“Mr. Speaker,” he said eloquently, “I am devoted to the good women of my State. If I thought that the women of my State wanted this bill passed I would vote for it; but, sir, I have every reason to believe that the good women of my State are opposed to this bill, and therefore;”
At this juncture another member handed to the orator a petition bearing the name of five thousand of the best known women in Georgia. The orator stammered, turned red, felt for his handkerchief, mopped his brow, and continued: “Mr. Speaker, I deeply regret that I did not see this petition yesterday. As it is, my vote is pledged.”
Incidents of this kind have occurred too frequently for the women of the United States to escape their meaning. They have learned that they cannot have everything they want merely by asking for it. Also they have learned, or a large number of them have learned that the old theory of women being represented at the polls by their husbands is very largely a delusion.

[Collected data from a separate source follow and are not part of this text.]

PR #1579, opened 2017-08-30
NEPT-672: Upgrading file_entity module to latest version.

Fefaine:
### Description

Upgrade file_entity module to version 2.4 and add the patch on d.o issue 2893132

### Change log

- Changed: file_entity module version

### Commands

```sh
no command
```

### DIFF
--- a/resources/multisite_drupal_standard.make
+++ b/resources/multisite_drupal_standard.make
@@ -288,11 +288,10 @@ projects[field_group][version] = "1.5"
 ; https://webgate.ec.europa.eu/CITnet/jira/browse/NEXTEUROPA-6603
 projects[field_group][patch][] = https://www.drupal.org/files/issues/field_group_label_translation_patch.patch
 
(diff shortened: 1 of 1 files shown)


resources/multisite_drupal_standard.make
```diff
@@ -289,7 +289,8 @@ projects[field_group][version] = "1.5"
 projects[field_group][patch][] = https://www.drupal.org/files/issues/field_group_label_translation_patch.patch
 
 projects[file_entity][subdir] = "contrib"
-projects[file_entity][version] = "2.2"
+projects[file_entity][version] = "2.4"
+projects[file_entity][patch][] = https://www.drupal.org/files/issues/D7-file_entity-file_description_missing-2893132-2.patch
```
voidtek: Can you add information of this patch?

 ; Issue #99999: blablablabla.
 ; https://www.drupal.org/node/99999
 ; https://webgate.ec.europa.eu/CITnet/jira/browse/NEPT-999

voidtek: If you want to upgrade the module for the last version, maybe we can point directly the last commit.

The entrance of women in large numbers into labor unions, and into membership in the Women’s Trade Union League is another factor in the increasing interest of American women in suffrage. After a decision of the New York Court of Appeals that the law prohibiting night work of women was unconstitutional, nearly one thousand women book-binders in New York City made a public announcement that they would thenceforth work for the ballot. They had been indifferent before, but this close application of politics to their industrial situation—bookbinding is one of the night trades—made them alive to their own helplessness.
The shirt-waist strike and the garment workers’ strike in New York and Philadelphia, waged so bitterly in 1910, brought great numbers of women into the suffrage ranks. Not only were the women strikers convinced that the magistrates and the police treated them with more contempt than they did the voting men, but they perceived the need of securing better labor laws for themselves. The conviction that women of the wealthier classes would stand by them in securing favorable laws, as they stood by the strikers in the industrial struggle, was a strong lever to turn them towards the suffrage ranks.

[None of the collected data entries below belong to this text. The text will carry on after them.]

PR #1582, opened 2017-08-31
NEPT-1289: Remove the cs rule on a feature that is no longer part of the platform.

Fefaine:
Remove the cs rule on a feature that is no longer part of the platform.

### Description

Remove the cs rule on a feature nexteuropa_subscriptions

### Change log

- Removed: cs exception on nexteuropa_subscriptions

### Commands

```sh
no commands
```


drupol:
:+1: all good

PR #1584, opened 2017-09-04
NEPT-1412: Fix QA automation rules - There must be one blank line after the last USE statement

Fefaine:
### Description

There must be one blank line after the last USE statement

### Change log

- Changed: line spacing after use statement

### Commands

```sh
no command

```


dxvargas:
👍

PR #1594, opened 2017-09-06
NEPT-1309: Added temporary exclusion rule

voidtek:
### Description

Added temporary exclusion rule

### Change log

- Added: temporary exclusion rule

### Commands

```sh
no commands

```


dxvargas:
👍

PR #1605, opened 2017-09-19
NEPT-1255: Remove the check_plain from the ecas_import_users.

Fefaine:
### Description

Remove the check_plain from the ecas_import_users.

### Change log

- Removed: Unnecessary check_plain

### Commands

```sh
no command
```


dxvargas:
:+1:

PR #1608, opened 2017-09-22
NEPT-1516: Avoid changes to file in updb when it is already translatable

dxvargas:
### Description

Shuffle NEPT-7 code to not create regressions when updating subsites (original File fields values not being fetched).

### Change log

- Changed: Check if Files are already translatable, if so skip changes;
- Changed: When defining Files to be translatable, set default language to LANGUAGE_NONE;
- Removed: Hook update `cce_basic_config_update_7217` (merged into `nexteuropa_multilingual_update_7002`);
- Fixed: Dependent File fields were loosing their values.


voidtek:
👍

PR #1611, opened 2017-09-25
NEPT-1540: Fix nexteuropa_varnish problem with the subsites having "/…

Fefaine:
…" as base URL.

### Description

First slash is removed from purge rule.

### Change log

- Changed: _nexteuropa_varnish_trim_base_path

[Illustration: MRS. HARRIOT STANTON BLATCH]
The Women’s Trade Union League building, used as strike headquarters in all strikes involving women workers, is a veritable center of suffrage sentiment in New York! One floor houses the offices of the Equality League of Self Supporting Women, of which Harriot Stanton Blatch is founder and president. This society, which is entirely made up of trade and professional workers, claims an approximate membership of twenty-two thousand. A number of unions belong to the League, and there is also a very large individual membership.
In Chicago the suffrage movement and the labor movement is more closely associated than in any other American city. In Chicago, it will be remembered, the Teachers’ Federation is a trade union and is allied to the Central Labor Union. Teachers, almost everywhere denied equal pay with men for equal work, are eager seekers for political power. When, as in Chicago, they are associated with labor, they become convinced suffragists.